Once limited to techie news, cryptocurrency has now hit the finance pages and even mainstream media. Bitcoin, one of the predominant players, was trading at around $1,000 in January 2017. The subsequent months saw enormous jumps, with the value per Bitcoin nearing $20,000. With those sorts of gains, it is no wonder that many have wondered how they, too, could get in the game.

“Cryptocurrency” refers to a subset of digital or virtual currency (and its moniker refers to the cryptography used to create it and transact with it). Unlike traditional money it is not backed by any government. The holder does not have a coin or a bill.

Instead, it is an entirely digital asset. It is created, or “mined,” under controlled conditions, although admittedly the identity of the governing body is sometimes a bit nebulous. It is traded on specialized exchanges created for that purpose. Like other securities, cryptocurrency can be bought and sold. Like traditional government-backed currency, it can be used to purchase goods and services, assuming, of course, the seller accepts it as valid tender.
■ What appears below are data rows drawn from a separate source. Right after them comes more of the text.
PR #537, opened 2018-01-03
issue: 1248705 add extra api to get ring TX fd from socket

rafiw:

### DIFF
--- a/src/vma/proto/dst_entry.h
+++ b/src/vma/proto/dst_entry.h
@@ -98,6 +98,7 @@ public:
 	void		return_buffers_pool();
 	int		get_route_mtu();
 	inline header*	get_network_header() { return &m_header;}
+	inline ring*	get_ring() { return m_p_ring;}
 protected:
 	ip_address 		m_dst_ip;
 	uint16_t 		m_dst_port;
--- a/src/vma/sock/sockinfo_udp.cpp
+++ b/src/vma/sock/sockinfo_udp.cpp
@@ -541,6 +541,7 @@ int sockinfo_udp::connect(const struct sockaddr *__to, socklen_t __tolen)
 	// Dissolve the current connection setting if it's not AF_INET
 	// (this also support the default dissolve by AF_UNSPEC)
 	if (connect_to.get_sa_family() == AF_INET) {
+		m_connected.set_sa_family(AF_INET);
 		m_connected.set_in_addr(INADDR_ANY);
 		m_p_socket_stats->connected_ip = m_connected.get_in_addr();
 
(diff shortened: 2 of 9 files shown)


src/vma/sock/sockinfo_udp.cpp
```diff
@@ -2760,6 +2761,42 @@ size_t sockinfo_udp::handle_msg_trunc(size_t total_rx, size_t payload_size, int
 	return total_rx;
 }
 
+int sockinfo_udp::get_socket_tx_ring_fd(struct sockaddr *to, socklen_t tolen)
+{
+	NOT_IN_USE(tolen);
+	si_udp_logfunc("get_socket_tx_ring_fd fd %d to %p tolen %d", m_fd, to ,tolen);
+
```
liranoz12: Why does "tolen" parameter exist if we don't use it at all ?

src/vma/sock/sockinfo_udp.cpp
```diff
@@ -2760,6 +2761,42 @@ size_t sockinfo_udp::handle_msg_trunc(size_t total_rx, size_t payload_size, int
...
+		errno = EINVAL;
+		return -1;
+	}
+	sock_addr dst(to);
+	ring *ring = NULL;
+
+	if (m_p_connected_dst_entry && m_connected == dst) {
+		ring = m_p_connected_dst_entry->get_ring();
+	} else {
+		dst_entry_map_t::iterator it = m_dst_entry_map.begin();
```
liranoz12: Please consider using "find" instead of for loop as here:
https://github.com/Mellanox/libvma/blob/master/src/vma/sock/sockinfo_udp.cpp#L1801

src/vma/sock/sockinfo_udp.cpp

Bitcoin is not the only player in town, but it has been covered the most widely in the mainstream news given the huge swings in value. Nowadays, it is still up significantly from this time a year ago, but most recently it dropped down below the $10,000 mark as investors dumped it amid concerns about increased scrutiny and regulation. The volatility is enough to give anyone whiplash.

The chairman of the U.S. Securities and Exchange Commission in December released a statement on cryptocurrencies and initial coin offerings, pointing to specific concerns with this market. Warren Buffet has called it “a mirage” and has said the current frenzy surrounding it will “end bad.”

One of the primary risks with this type of investment is the sheer lack of governmental oversight and regulation. Of course, most types of investment come with some risk. But cryptocurrency markets cross national borders and trading may occur on a system anywhere in the world. Invested funds are very likely to leave the United States without your knowledge.

Regulatory agencies such as the SEC may not be able to offer any adequate remedy. The rules may be different wherever the funds end up; South Korea and China, for example, appear to be working toward regulation in their respective nations. Or the body that might otherwise regulate it – the SEC, for example – might not have jurisdiction at all. The definition of the “thing” being traded is in flux, with many arguing that cryptocurrencies are not securities, and that the trading of them is not within the SEC’s jurisdiction at all.

Surely, some have become significantly wealthier for having invested in cryptocurrency. However, it is definitely riskier than your average investment. In this area, the law is continuously evolving and trying to catch up. If you are thinking of jumping on the bandwagon, it has never been more important to do your research to decide for yourself if cryptocurrency is a reasonable investment.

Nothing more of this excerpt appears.